The following article is a submission to the September 2011 J-Festa hosted by Japingu with the theme “Events in Japan”.

On  December 17, 1996 the official residence of the Japanese ambassador, Morihisha Aoki, in Lima, Peru was raided by fourteen members of the Marxist revolutionary group Tùpac Amaru revolutionary Movement (MRTA). In what began as a festive occasion celebrating the 63rd birthday of Emperor Akihito soon turned into terror as hundreds of high-level diplomats, government and military officials and business executives were taken hostage (including 24 Japanese citizens). During the months that followed, the rebels released all female hostages and all but 72 of the men.

The crisis ended after 126 days in dramatic fashion as Peruvian Armed Forces commandos stormed the complex through underground tunnels, exploded holes in walls and direct assault through the main door, during which one hostage, two commandos, and all the MRTA militants died.

Ironically it may have been due to the diligence of the Japanese that saw a protracted hostage crisis. The Japanese ambassador’s residence had previously been converted into a fortress by the Japanese government. It was surrounded by a 12-foot wall, and had grates on all windows, bullet-proof glass in many windows, and doors built to withstand the impact of a grenade.
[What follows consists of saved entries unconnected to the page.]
PR #102, opened 2020-10-27
feat(template): e2e test / factory improvements, update chakra dependencies

cball:
This includes various improvements for tests, factories, and the cypress typescript setup.

## Changes

Template:
- add `buildPrismaIncludeFromAttrs` test helper. Used in factories to auto-build associations
- source `.env.local` if running Cypress via `CYPRESS_LOCAL`
- add `login` and `createUserAndLogin` Cypress commands
- convert Cypress command fiile to typescript
- fix tsconfig for cypress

This made it an easy site to defend from the inside.

Peruvian Commandos assault captured Japanese residence

Peruvian Commandos assault captured Japanese residence

Due to the high number of officials attending the cocktail party the complex had been guarded by over 300 heavily armed police officers and bodyguards. Nevertheless the 14 terrorists blasted a hole in the garden wall and stormed in. The rebels said they targeted the home of Aoki because of the “constant meddling of the Japanese government” in the South American nation. They singled out Japan’s foreign assistance program in Peru for criticism, arguing that this aid benefited only a narrow segment of society. Alberto Fujimori, Peru’s president at the time, is of Japanese descent and had close ties with Japan.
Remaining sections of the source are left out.